Content starts

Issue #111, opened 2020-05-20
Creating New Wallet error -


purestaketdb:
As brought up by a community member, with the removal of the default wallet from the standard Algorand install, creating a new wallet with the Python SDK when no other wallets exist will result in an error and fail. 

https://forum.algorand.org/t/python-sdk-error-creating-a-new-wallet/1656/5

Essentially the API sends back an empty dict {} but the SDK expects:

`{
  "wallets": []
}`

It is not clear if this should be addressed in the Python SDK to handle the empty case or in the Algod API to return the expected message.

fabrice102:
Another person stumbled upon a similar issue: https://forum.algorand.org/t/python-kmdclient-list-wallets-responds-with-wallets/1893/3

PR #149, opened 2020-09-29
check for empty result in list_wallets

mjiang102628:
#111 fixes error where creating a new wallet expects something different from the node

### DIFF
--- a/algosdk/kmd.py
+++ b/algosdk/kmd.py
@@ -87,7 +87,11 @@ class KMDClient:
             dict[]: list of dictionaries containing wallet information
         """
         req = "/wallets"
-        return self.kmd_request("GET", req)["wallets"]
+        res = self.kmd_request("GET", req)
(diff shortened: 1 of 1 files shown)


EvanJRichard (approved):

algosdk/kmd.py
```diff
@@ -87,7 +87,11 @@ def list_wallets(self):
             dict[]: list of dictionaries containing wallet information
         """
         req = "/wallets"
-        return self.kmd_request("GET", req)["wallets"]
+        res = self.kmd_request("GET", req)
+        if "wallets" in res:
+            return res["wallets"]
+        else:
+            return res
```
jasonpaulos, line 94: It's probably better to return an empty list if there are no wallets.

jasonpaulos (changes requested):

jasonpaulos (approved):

Content ends

Return every line in the records that includes the string "result".

As brought up by a community member, with the removal of the default wallet from the standard Algorand install, creating a new wallet with the Python SDK when no other wallets exist will result in an error and fail. 
check for empty result in list_wallets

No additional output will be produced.